In this powerful ASCO journal article, a mother reflects on how her family evolved from vulnerability to resilience during childhood cancer.
The childhood cancer patient is referred to as Ben, which is a pseudonym. The article explains, “Although this is the story of 4-year-old Ben, we believe that his and his family’s experiences are relevant to patients of any age who have cancer. (We preserve his anonymity to empower him to decide whether and how to tell his story of vulnerability as an adult.)”
Empowerment and resilience are the main themes in this article; and ASCO offers practical tips that could help many families who are feeling lost and vulnerable due to childhood cancer.
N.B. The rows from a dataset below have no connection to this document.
PR #1792, opened 2025-12-24
[PB-5239]: add confirmation dialog for deleting backups

terrerox:
## Description

Introduces a confirmation dialog before deleting items in the backups view to prevent accidental deletions. Refactors delete logic to handle both file viewer and list contexts.

## Checklist

- [ ] QA Passed


src/views/Backups/BackupsView.tsx
```diff
@@ -80,46 +83,84 @@ export default function BackupsView(): JSX.Element {
...
         text: translate('notificationMessages.errorDeletingItems'),
         type: ToastType.Error,
       });
+      return false;
+    } finally {
+      setIsDeletingItems(false);
     }
   };
 
+  const onDeleteSelectedItems = async () => {
```
larryrider, line 137: I think this function could be a little "weird" with the return inside the if 

Maybe its better this way wdyt?:

if (isFileViewerOpen) {
      await performDeleteItems(selectedItems);
} else {
    openDeleteItemsDialog(selectedItems);
}

src/views/Backups/BackupsView.tsx
```diff
@@ -80,46 +83,83 @@ export default function BackupsView(): JSX.Element {
     }
   };
 
-  const onDeleteSelectedItems = async () => {
-    const selectedItemsIDs = new Set(selectedItems.map((item) => item.id));
-    const filteredCurrentItems = currentItems.filter((item) => !selectedItemsIDs.has(item.id));
+  const openDeleteItemsDialog = (items: DriveItemData[]) => {
+    if (!items.length || isFileViewerOpen) {
```
CandelR: why if the file viewer is opened we skip the dialog and we delete the items directly? 
I think that we should it display always

CandelR (approved):

PR #1797, opened 2026-01-02
[MKT-701]:feat:Add first upload condition to FeaturesBanner display

jaaaaavier:
## Description
Added logic to show the FeaturesBanner only after the user has uploaded their first file and 90 seconds. This ensures new users see the banner at the appropriate time.

## Checklist

- [ ] QA Passed

## Testing Process
Created a new account, and uploaded File, then checked the banner displays after 90 seconds, uploaded a video on the Jira task


src/app/banners/BannerWrapper.tsx
```diff
@@ -15,17 +15,26 @@ const BannerWrapper = (): JSX.Element => {
...
 
   useEffect(() => {
-    const timeout = setTimeout(() => setShowDelayedBanner(true), TIMEOUT);
-    return () => clearTimeout(timeout);
+    newStorageService.hasUploadedFiles().then(({ hasUploadedFiles }) => {
+      if (hasUploadedFiles) {
+        setHasUploadedFirstFile(true);
+      }
+    });
   }, []);
```
CandelR, line 29: this logic only checks the upload status when mount hte banner, are this the behaviour that you want?
Add the related tests :)

jaaaaavier: Yes, that's the intended behavior. I've used the same approach we have for the tutorial. I've tested it and confirmed that the banner doesn't appear after 90 seconds just from being on the homepage, and that it correctly appears 90 seconds after the first file upload. Adding the tests now.

larryrider (approved):

CandelR (approved):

What does vulnerability look like
The article begins with Ben’s mother explaining what happened during Ben’s first round of chemotherapy: “We have been in the hospital for 14 days. Anxious and stressed, we are struggling to rearrange our lives.”
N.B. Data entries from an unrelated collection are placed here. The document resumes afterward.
PR #1803, opened 2026-01-08
[MKT-690]: feat/implement incomplete checkout tracking logic

jaaaaavier:
## Description

This PR implements the logic to track incomplete checkouts. It adds a new trackIncompleteCheckout method to the checkoutService and integrates it into the checkout view.

Key changes:
Updated SDK version

Service: Added trackIncompleteCheckout to checkoutService, which constructs the checkout URL and calls the users SDK.

View: Integrated the tracking call within a useEffect in the checkout component.

Logic: Implemented a useRef (hasTrackedRef) to ensure the tracking event is triggered only once per session/render to prevent duplicate events.

Tests: Added unit tests for the new service method to verify URL construction and error handling.

## Checklist

- [ ] QA Passed

## Additional Notes
Video test on the [task](https://inxt.atlassian.net/jira/software/c/projects/MKT/boards/81?selectedIssue=MKT-690)

### DIFF
--- a/src/views/Checkout/services/checkout.service.ts
+++ b/src/views/Checkout/services/checkout.service.ts
@@ -246,101 +246,27 @@ const loadStripeElements = async (
 };
 
 const trackIncompleteCheckout = async (selectedPlan: PriceWithTax | undefined, price?: number): Promise<void> => {
-  console.log('[trackIncompleteCheckout] Starting...', {
-    selectedPlan,
-    price,
-    hasPriceId: !!selectedPlan?.price?.id,
-  });
-
   try {
-    // Validación 1: selectedPlan.price.id
-    if (!selectedPlan?.price?.id) {
-      console.warn('[trackIncompleteCheckout] Early return: missing selectedPlan.price.id', {
-        selectedPlan,
-      });
-      return;
-    }
-
-    console.log('[trackIncompleteCheckout] selectedPlan.price.id exists:', selectedPlan.price.id);
-
-    // Validación 2: bytes e interval
-    if (!selectedPlan.price.bytes) {
-      console.warn('[trackIncompleteCheckout] Missing selectedPlan.price.bytes', {
-        bytes: selectedPlan.price.bytes,
-      });
-    }
-
-    if (!selectedPlan.price.interval) {
-      console.warn('[trackIncompleteCheckout] Missing selectedPlan.price.interval', {
-        interval: selectedPlan.price.interval,
-      });
-    }
-
-    // Validación 3: price
-    if (price === undefined || price === null) {
-      console.warn('[trackIncompleteCheckout] price is undefined or null', { price });
-    }
+    if (!selectedPlan?.price?.id) return;
 
     const priceId = selectedPlan.price.id;
-
-    console.log('[trackIncompleteCheckout] Converting bytes to string...', {
-      bytes: selectedPlan.price.bytes,
-    });
-
-    const bytesStr = bytesToString(selectedPlan.price.bytes);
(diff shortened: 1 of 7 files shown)


src/views/Checkout/views/CheckoutViewWrapper.tsx
```diff
@@ -201,6 +203,14 @@ const CheckoutViewWrapper = () => {
     }
   }, [isCheckoutReady]);
 
+  useEffect(() => {
+    if (selectedPlan?.price && isAuthenticated && !hasTrackedRef.current) {
+      hasTrackedRef.current = true;
+      const planPrice = selectedPlan.taxes?.amountWithTax || selectedPlan.price.amount;
+      checkoutService.trackIncompleteCheckout(selectedPlan, planPrice);
+    }
+  }, [selectedPlan, isAuthenticated]);
```
xabg2, line 212: How does it work internally? Because we send the track as soon as the page loads, not when it leaves for example. How do we know that the user hasn't purchased the plan?

Also, consider adding a check when it comes to the development environment so that the tracks are not sent.

jaaaaavier: We use a Klaviyo metric called 'IncompleteCheckout.' Since tracking only those who exit was difficult, I used Klaviyo's filters and our Stripe integration to target users who haven't paid. The flow works as follows: 
1. It triggers when a checkout starts. 
2. It waits one hour to check for a payment. 
3. If no purchase is detected after that hour, it sends the recovery email.

src/views/Checkout/services/checkout.service.ts
```diff
@@ -244,6 +245,28 @@ const loadStripeElements = async (
...
 
+const trackIncompleteCheckout = async (selectedPlan: PriceWithTax | undefined, price?: number): Promise<void> => {
+  try {
+    if (!selectedPlan?.price?.id) return;
+
+    const priceId = selectedPlan.price.id;
+    const planName = bytesToString(selectedPlan.price.bytes) + ' ' + selectedPlan.price.interval;
+    const currentParams = new URLSearchParams(globalThis.location.search);
+    currentParams.set('planId', priceId);
+    const completeCheckoutUrl = `https://drive.internxt.com/checkout?${currentParams.toString()}`;
```
xabg2: Do not hardcode the hostname. You can use [this](https://github.com/internxt/drive-web/blob/master/src/services/env.service.ts#L29) variable to get the host. You can use the function `getVariable(...)`.

src/views/Checkout/services/checkout.service.ts
```diff
@@ -244,6 +245,28 @@ const loadStripeElements = async (
...
+
+    const usersClient = SdkFactory.getNewApiInstance().createUsersClient();
+    await usersClient.handleIncompleteCheckout({
+      completeCheckoutUrl,
+      planName,
+      price,
+    });
```
xabg2: Extract these functions [here](https://github.com/internxt/drive-web/blob/master/src/services/user.service.ts).

src/views/Checkout/services/checkout.service.ts
```diff
@@ -244,6 +245,28 @@ const loadStripeElements = async (
...
+
+    await new Promise((resolve) => setTimeout(resolve, 100));
```
xabg2: You're sure this is needed?

xabg2 (changes requested):

src/views/Checkout/services/checkout.service.ts
jaaaaavier: For now removed, we will check if it works on production

xabg2 (approved):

When Ben has any type of procedure or intervention he fights and screams to the point that three adults need to hold him still. Ben’s mother tries everything she can to calm him including play, music and art therapy, but nothing seems to work. “He knows what to expect when—the anticipation itself is toxic,” she explains. “Even hourly observations heighten his anxiety; Ben fears every passing doctor and nurse.”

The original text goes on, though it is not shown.